A number of large asset managers are planning to step up their engagements with mining companies after the Church of England Pension Board said it would vote against board chairs at companies which were lagging on tailings safety.
A range of managers, mostly members of the Church of England’s investor mine tailings safety initiative, confirmed their engagement plans to RI following the Church’s announcement. The Church said that the voting policy would apply across its £3.5bn portfolio, as well as being part of the Church Investors Group voting template. The Church Investors Group comprises 65 investors with more than £25bn in assets including the £9.2bn Church Commissioners.
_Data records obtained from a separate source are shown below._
PR #31105, opened 2026-08-25
[front] enh: allow deleting all legacy feature flags at once

davidebbo:
`scripts/delete_legacy_feature_flag.ts` could only delete one legacy flag name at a time. This adds an `--all` mode so the whole leftover set can be cleaned up in one pass.

`--all` discovers the targets with `FeatureFlagResource.countByFlagNameForAllWorkspaces()` (which already returns names no longer declared in `WHITELISTABLE_FEATURES_CONFIG`) and keeps only those failing `isWhitelistableFeature`. Both modes then converge on a single name → row-count map and a shared dry-run/delete loop, reusing the existing `deleteLegacyByName` which handles the workspace-isolation bypass and cache invalidation.

`--featureFlag` and `--all` are mutually exclusive and exactly one is required, so a bare invocation can't wipe every legacy flag by accident. The single-name path keeps its existing guard pointing at `disable_feature_flag_all_workspaces.ts` for flags that are still declared.

Verified locally, all read-only (no `--execute`):

- `--all` dry run listed the 15 legacy flags in my local DB, one "Would delete" line each with its workspace count.
- `--featureFlag projects` behaves as before.
- `--featureFlag projects --all` and no args both error out.
- `--featureFlag labs_transcripts` (still live) still errors with the `WHITELISTABLE_FEATURES` message.

### DIFF
--- a/front/scripts/delete_legacy_feature_flag.ts
+++ b/front/scripts/delete_legacy_feature_flag.ts
@@ -2,49 +2,86 @@ import { FeatureFlagResource } from "@app/lib/resources/feature_flag_resource";
 import { makeScript } from "@app/scripts/helpers";
 import { isWhitelistableFeature } from "@app/types/shared/feature_flags";
 
-// Deletes all rows for a given feature flag name from the feature_flags table.
+// Deletes all rows for legacy feature flag names from the feature_flags table.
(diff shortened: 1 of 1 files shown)


philipperolet (commented):
LGTM 👍

PR #31106, opened 2026-08-25
[front] Agent loop: log the tool identity at tool activity start

PopDaph:
## Description

Adding a temporary log to debug which tool fails activities 🙏🏻 

Heartbeat-timeout failures on `runToolActivity` are mostly unattributable to a tool today: in a 20-workflow sample of last week's failures, 17 died before any tool-level log fired (the first log naming the tool is `Starting MCP tool notification loop`, deep inside the MCP call path). 

This logs `toolName` / `mcpServerName` (plus actionId, attempt, conversation, step) right after the action fetch, before the pre-execution phases where those activities die, so future failures can be attributed by joining on conversationId.

## Tests

Log-only change. `tsgo --noEmit` clean.

## Risk

None: one info log per tool activity, comparable volume to the existing per-call MCP logs.

## Deploy Plan

Deploy front.

### DIFF
--- a/front/temporal/agent_loop/activities/run_tool.ts
+++ b/front/temporal/agent_loop/activities/run_tool.ts
@@ -169,6 +169,23 @@ export async function runToolActivity(
   // Heartbeating here as retrieving the agent loop data takes some time.
   heartbeat();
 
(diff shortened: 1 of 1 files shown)


aubin-tchoi (approved):
LGTM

Mining companies representing around a third of market capitalisation have committed to implement the Global Industry Standard on Tailings Management (GISTM) or assess their alignment to it, but 183 companies are yet to confirm that they will implement the standard, the CoE-led Mining and Tailings Safety Initiative said last week. Since the Brumadinho disaster in 2019 which sparked the development of the standard, there have been a further 121 tailings incidents with three leading to fatalities.
Engagement specialists EOS at Federated Hermes confirmed to RI that implementation of the standards was part of its mining company engagement programme. Its mining sector lead, Jamie Gornsztejn, said that EOS had not yet voted against a chair, but was willing to do so “where necessary”.
RI also understands that BlackRock’s stewardship team has been engaging with mining companies over tailings management, with a particular focus on companies where they have reason to believe the issue is not being properly handled. As well as large holdings in miners through its index funds, BlackRock runs a £1bn mining investment trust and a £5bn global mining fund, although it is not a member of the tailings safety initiative.
A spokesperson for Invesco said that the standard would be an important consideration in its proxy voting decisions. The $1.6trn manager has already carried out engagement on tailings, which has resulted in action being taken by mining companies, and is planning engagements with several large mining companies “to strongly push” them on formally committing to adopt the standard.
A spokesperson for £82bn GAM told RI that it expected all mining companies to adopt the standard. The manager will consider voting against the report and accounts or the re-election of accountable directors where there are concerns over disclosure, management or risk oversight of material sustainability risks or impacts, including tailings management.
Janus Henderson said that it did not have a formal voting policy in place, but that investment teams were able to vote against board members where appropriate. Allianz Global Investors, Abrdn and Border to Coast also confirmed that the standard will form part of their mining engagement, although a spokesperson for Allianz said it had limited industry exposure and that its holdings were already doing a lot to mitigate tailings risk.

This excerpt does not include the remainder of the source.